What do the entries below say? Restate them word for word.

○ ○ ○ ○

PR #252, opened 2025-02-10
Librarian check for graph depth and node descendants

mpjuhasz:
## What this PR does?
- adds a new check for validating the depth - descendant balance of a concept
- adds traversal methods to the graph, e.g. finding the longest depth, aggregating the number of descendants

The idea came from an issue whereby "Adaptation" got added below "Public Sector" resulting in way too many descendants for some concepts and bloating them. This check is meant to find these spurious links, by checking the depth / descendants ratio. 

image

NOTE: I've also fixed an issue with `EmptyConcept`. Its inheritence from `Concept` was breaking some downstream functions, so I've made various changes to get this working.

## How was this tested?
By running on all concepts in the concept store, and inspecting results -- it picks up the above example, but nothing else.

Furthermore, by regenerating the librarian locally, and incepting results.

### DIFF
--- a/static_sites/concept_librarian/checks.py
+++ b/static_sites/concept_librarian/checks.py
@@ -46,15 +46,17 @@ class MultiConceptIssue(ConceptStoreIssue):
 
 
 def format_concept_link(concept: Concept | EmptyConcept) -> str:
-    """Format a concept as an HTML link"""
-    style = "text-blue-600 dark:text-blue-400 hover:text-blue-800 dark:hover:text-blue-300 underline underline-offset-4"
-    display_text = (
-        concept.wikibase_id if isinstance(concept, EmptyConcept) else str(concept)
-    )
-    wikibase_url = concept.wikibase_url if isinstance(concept, Concept) else ""
-    return (
-        f"<a href='{wikibase_url}' target='_blank' class='{style}'>{display_text}</a>"
-    )
+    """
+    Format a concept as an HTML link
+
+    If the concept is an EmptyConcept, it will be formatted as a plain string.
+    """
+    if isinstance(concept, EmptyConcept):
+        return concept.wikibase_id
+    else:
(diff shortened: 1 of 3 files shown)


static_sites/concept_librarian/checks.py
```diff
@@ -338,3 +343,110 @@ def validate_concept_label_casing(
...
+    }
+
+    for concept in concepts:
+        id = concept.wikibase_id
+        assert id is not None, "Concepts should have a Wikibase ID"
+        depth = longest_depths[id]
+        n_descendants = number_of_descendants_map[id]
+
+        if depth != 0 and 200 / depth < n_descendants:
+            issues.append(concept)
```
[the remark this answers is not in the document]
mpjuhasz: Good question, I've added some documentation to clarify why 🙌

static_sites/concept_librarian/checks.py
```diff
@@ -372,8 +375,18 @@ def validate_concept_depth_and_descendant_balance(
...
+        # limit of this ratio for well-behaving concepts, which seemed to be bounded by
+        # n_descendants = 200 / depth, meaning that we're expecting e.g. max 200 descendants
+        # for a concept at level 1, and 40 for one at level 5.
         if depth != 0 and 200 / depth < n_descendants:
-            issues.append(concept)
+            issues.append(
+                ConceptIssue(
+                    concept=concept,
+                    issue_type="concept_depth_and_descendant_balance",
+                    message=f"{format_concept_link(concept)} is too deep in the hierarchy with {n_descendants} descendants",
```
harrisonpim, line 388: it might be better to frame this as more of a warning than a problem that _must_ be fixed

harrisonpim (approved):
looks great!

static_sites/concept_librarian/checks.py
mpjuhasz: Is there a way to flag a `ConceptIssue` as a warning? Or are you saying we shouldn't be returning a concept issue at all? I'm not sure I understand what you mean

○ ○ ○ ○

Output of the exercise
PR #252, opened 2025-02-10
Librarian check for graph depth and node descendants

mpjuhasz:
## What this PR does?
- adds a new check for validating the depth - descendant balance of a concept
- adds traversal methods to the graph, e.g. finding the longest depth, aggregating the number of descendants

The idea came from an issue whereby "Adaptation" got added below "Public Sector" resulting in way too many descendants for some concepts and bloating them. This check is meant to find these spurious links, by checking the depth / descendants ratio. 

image

NOTE: I've also fixed an issue with `EmptyConcept`. Its inheritence from `Concept` was breaking some downstream functions, so I've made various changes to get this working.

## How was this tested?
By running on all concepts in the concept store, and inspecting results -- it picks up the above example, but nothing else.

Furthermore, by regenerating the librarian locally, and incepting results.

### DIFF
--- a/static_sites/concept_librarian/checks.py
+++ b/static_sites/concept_librarian/checks.py
@@ -46,15 +46,17 @@ class MultiConceptIssue(ConceptStoreIssue):
 
 
 def format_concept_link(concept: Concept | EmptyConcept) -> str:
-    """Format a concept as an HTML link"""
-    style = "text-blue-600 dark:text-blue-400 hover:text-blue-800 dark:hover:text-blue-300 underline underline-offset-4"
-    display_text = (
-        concept.wikibase_id if isinstance(concept, EmptyConcept) else str(concept)
-    )
-    wikibase_url = concept.wikibase_url if isinstance(concept, Concept) else ""
-    return (
-        f"<a href='{wikibase_url}' target='_blank' class='{style}'>{display_text}</a>"
-    )
+    """
+    Format a concept as an HTML link
+
+    If the concept is an EmptyConcept, it will be formatted as a plain string.
+    """
+    if isinstance(concept, EmptyConcept):
+        return concept.wikibase_id
+    else:
(diff shortened: 1 of 3 files shown)


static_sites/concept_librarian/checks.py
```diff
@@ -338,3 +343,110 @@ def validate_concept_label_casing(
...
+    }
+
+    for concept in concepts:
+        id = concept.wikibase_id
+        assert id is not None, "Concepts should have a Wikibase ID"
+        depth = longest_depths[id]
+        n_descendants = number_of_descendants_map[id]
+
+        if depth != 0 and 200 / depth < n_descendants:
+            issues.append(concept)
```
[the remark this answers is not in the document]
mpjuhasz: Good question, I've added some documentation to clarify why 🙌

static_sites/concept_librarian/checks.py
```diff
@@ -372,8 +375,18 @@ def validate_concept_depth_and_descendant_balance(
...
+        # limit of this ratio for well-behaving concepts, which seemed to be bounded by
+        # n_descendants = 200 / depth, meaning that we're expecting e.g. max 200 descendants
+        # for a concept at level 1, and 40 for one at level 5.
         if depth != 0 and 200 / depth < n_descendants:
-            issues.append(concept)
+            issues.append(
+                ConceptIssue(
+                    concept=concept,
+                    issue_type="concept_depth_and_descendant_balance",
+                    message=f"{format_concept_link(concept)} is too deep in the hierarchy with {n_descendants} descendants",
```
harrisonpim, line 388: it might be better to frame this as more of a warning than a problem that _must_ be fixed

harrisonpim (approved):
looks great!

static_sites/concept_librarian/checks.py
mpjuhasz: Is there a way to flag a `ConceptIssue` as a warning? Or are you saying we shouldn't be returning a concept issue at all? I'm not sure I understand what you mean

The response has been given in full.